So lately I’ve been thinking about, I guess, too many things. How fast time is going, the next book I want to read, how many pounds I want to lose, what I want to do in sunny California (now that it’s warmer up in my area), going back to school, starting the book, how much money I want to save (ahem, get out of debt first of course), what I want to do ‘when I grow up’… and the thoughts just keep coming.
I guess we all have a million things running inside our heads that somehow, someway, we just have to make it all come together. But, how do we do that? How can we keep track of everything and don’t have anything falling through the cracks? I see so many people running there lives, literally, and they all look like they just know how to keep it together. I guess been young, or as most people tell me “just starting off”, I still have a long way to go before I figure that one out. If it wasn’t that I still just want to grab a big chunk of the pie, NOW!

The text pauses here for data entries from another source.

PR #943, opened 2021-11-01
EVG-13832: Improve spawn host page on narrow screens

sophstad:
EVG-13832

### Description 
- Fix modal and table layout on narrow screens

### Screenshots
image


SupaJoon (approved):
This looks great! We could improve the table by allowing the action buttons to stack. All it takes is a `flex-wrap: wrap;`

khelif96:
I wonder if we should instead increase the modal width on smaller screens and apply a minimum width instead of squishing the content of the modal to fit the smaller width? What do you think?

This is also using an antd modal underneath do you think we could port this to leafygreens modal instead Instead ? 

I also had a question for @SupaJoon  @sophstad  how do y'all feel about imposing a minimum supported width? I read a thread that cloud supports a minimum of  1024px i think we should probably lean to something like that since spruce wasn't originally designed to be responsive or mobile friendly.

sophstad:
> how do y'all feel about imposing a minimum supported width? I read a thread that cloud supports a minimum of 1024px i think we should probably lean to something like that since spruce wasn't originally designed to be responsive or mobile friendly.

Makes sense to me! This ticket linked to our design sync agenda [here](https://docs.google.com/document/d/1iVWEBz0Y1Np22sYye9k_mF9bJgTb6rnThuJcrQdnwGg/edit) in which it was decided to support a minimum of 800px, so I think we should stick with that going forward. I'll take another look at this ticket with that in mind!

sophstad:
> do you think we could port this to leafygreens modal instead Instead ?

It turns out antd's searchable select component does not play nice with LeafyGreen's confirmation modal (not clickable). This should be tackled once LG's new searchable select is in use. I just added a min width to the modal since we don't need to support very small screens.

PR #957, opened 2021-11-02
EVG-13626 Remove spawnhostbutton test

khelif96:
[EVG-13626](https://jira.mongodb.org/browse/EVG-13626)

### Description 
Spent a few hours trying to debug this test with little luck.  Something is causing the test runner to crash. Since this test has been suppressed for a few months i think its safe to get rid of it instead of investing more time trying to resolve the crashes. All it does anyways is just assert that a button is disabled based off the results of a query. 
### Screenshots
image


minnakt (approved):

minnakt:
I could get this to pass if I added `await` in front of `waitFor` (removed the Promise on line 309 too, and added `async` definition to function on line 274), but maybe that's the wrong way to do it... 🤔 Just wanted to leave a comment about it.

Screen Shot 2021-11-02 at 1 46 16 PM

PR #961, opened 2021-11-02
EVG-15457 Support periodic builds in spruce

khelif96:
[EVG-15457](https://jira.mongodb.org/browse/EVG-15457)

### Description and background
This adds support for periodic builds in spruce. 
Periodic builds are similar to mainline commits in that they do not have a corresponding patch. But their id's resemble those of a patch. 
We had a function called `validatePatchId()` on the UI that would take a given id and return a boolean indicating that it resembled an id typically associated with a patch. 
It was used to [determine](https://github.com/evergreen-ci/spruce/blob/c4a1226d7b96f55a05a58fea261551c97c96d1d0/src/pages/Version.tsx#L76-L82) if we should kick off a request to fetch a patch or if we should kick off a request for the version directly. (The reason we do that is because we need to determine if a [patch is configured](https://github.com/evergreen-ci/spruce/blob/c4a1226d7b96f55a05a58fea261551c97c96d1d0/src/pages/Version.tsx#L86-L100)  to decide if we should redirect the user)

The reason this didn't work is because a periodic build id resembles a patch id so the initial inquiry request fails with a 404 since there is no patch associated with a periodic build id. 

The remedy is to kick off the request for a version anyways just in case the id actually is a periodic build instead of just throwing an error when the initial request fails.
### Screenshots

image
You may notice that there is no version description/title that behavior is normal for periodic builds. 
### Testing 
Against a periodic build on prod
Heres one for you to test `613fdf03d1fe07352d5821c0`


.eslintrc.js
```diff
@@ -125,6 +125,7 @@ module.exports = {
       { some: ["nesting", "id"] },
     ],
     "no-console": OFF,
+    "no-debugger": errorIfStrict,
```
khelif96, line 128: Enabled this so we can use the debugger locally :)

src/pages/Version.tsx
```diff
@@ -97,7 +99,12 @@ export const VersionPage: React.FC = () => {
         getVersion();
       }
     }
-  }, [patchData, getVersion, id]);
+    // if there was an error fetching the patch and the patch id was a real id it could be a periodic patch build
```
ablack12, line 102: nit: periodic build, not periodic patch build

src/pages/Version.tsx
```diff
@@ -117,9 +124,11 @@ export const VersionPage: React.FC = () => {
   } = patch || {};
   const isPatchOnCommitQueue = commitQueuePosition !== null;
 
-  const title = isPatch
-    ? `Patch - ${patchNumber}`
-    : `Version - ${revision?.substr(0, 6)}`;
+  // If a revision exists
+  const versionText = revision?.length
+    ? revision?.substr(0, 7)
```
SupaJoon, line 129: we should use substring instead of substr: https://developer.mozilla.org/en-US/docs/Web/JavaScript/Reference/Global_Objects/String/substring#the_difference_between_substring_and_substr

src/components/Breadcrumb/index.tsx
```diff
@@ -60,7 +60,7 @@ export const BreadCrumb: React.FC<Props> = ({
 
 interface PatchBreadcrumbProps {
   patchAuthor: string;
-  analytics: any;
+  analytics: ReturnType<typeof useBreadcrumbAnalytics>;
```
SupaJoon, line 63: The type for useBreadCrumbAnalytics is established in it's file. Could we import that here instead using ReturnType and typeof?

src/pages/Version.tsx
```diff
@@ -97,7 +99,12 @@ export const VersionPage: React.FC = () => {
         getVersion();
       }
     }
-  }, [patchData, getVersion, id]);
+    // if there was an error fetching the patch and the patch id was a real id it could be a periodic build
+    // in which case we should check if theres a corresponding version associated with it.
+    if (validatePatchId(id) && patchError) {
```
sophstad, line 104: The console is logging lots of (expected) errors, which we should probably suppress. But moreover, I feel like this approach is not ideal because we'd start logging all of these GraphQL errors to Splunk, and since they're not really errors, it would be noisy and misleading. Is there a way that the resolvers could be updated, or a new one added, to avoid relying on an error?

Also interesting because this is really similar to the repo/project issue we spoke about the other day! This may be a pattern we start seeing more often.

src/pages/Version.tsx
```diff
@@ -48,39 +50,63 @@ export const VersionPage: React.FC = () => {
   const [redirectURL, setRedirectURL] = useState(undefined);
   const [isLoadingData, setIsLoadingData] = useState(true);
 
-  const [getPatch, { data: patchData }] = useLazyQuery<
+  const { error: isPatchOrVersionError } = useQuery<
```
ablack12, line 53: nit: can this error be called something more related to the new query name

sophstad (approved):

SupaJoon (approved):

src/pages/Version.tsx
khelif96: Nice catch!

And not just one pie, I want to take big chunks out of a bunch of pies. And it seems that my pies are ‘way up there’. Some might call me a dreamer; I like to think of myself as a believer. I believe I’ll lose those 5-7 pounds I’ve been dragging, I believe I’ll get in to the grad school I want to go to, I believe I’ll get to write the book, I believe I’ll be where I want to be five years from now. But, I also believe that I have to work for all of those things. So, NOW I’m doing the hard work. NOW I’m exercising (although I have been slacking a bit this last week). NOW I’m getting out of that horrible disease called credit card debt so that I don’t drag that into grad school. NOW I’m putting my thoughts on paper so that I can have the ‘warm up’ for the book. NOW, I think, I’m putting all the pieces together so that I can have the ‘grown up life’ I’ve been dreaming about, a few years down the road.
I do know that a lot of things take time. I don’t want to say I’ve learned it the hard way, but it hasn’t been the easiest way either. But I’m willing to do the work NOW, and try to put all the pieces together. I’ll have my piece of the pie; heck, maybe I’ll have the entire pie. As long as I can look back and contemplate how it all came together and be proud of myself, I’ll be happy with all the effort. Even if I can’t have a piece of every single pie I wanted, the life that I’m living NOW makes it all worth while. Plus, if I can’t have a piece of the ‘creamy chocolate cheese pie’, then at least I'll know I saved half the calories of one of those 5-7 pounds I’m working on NOW!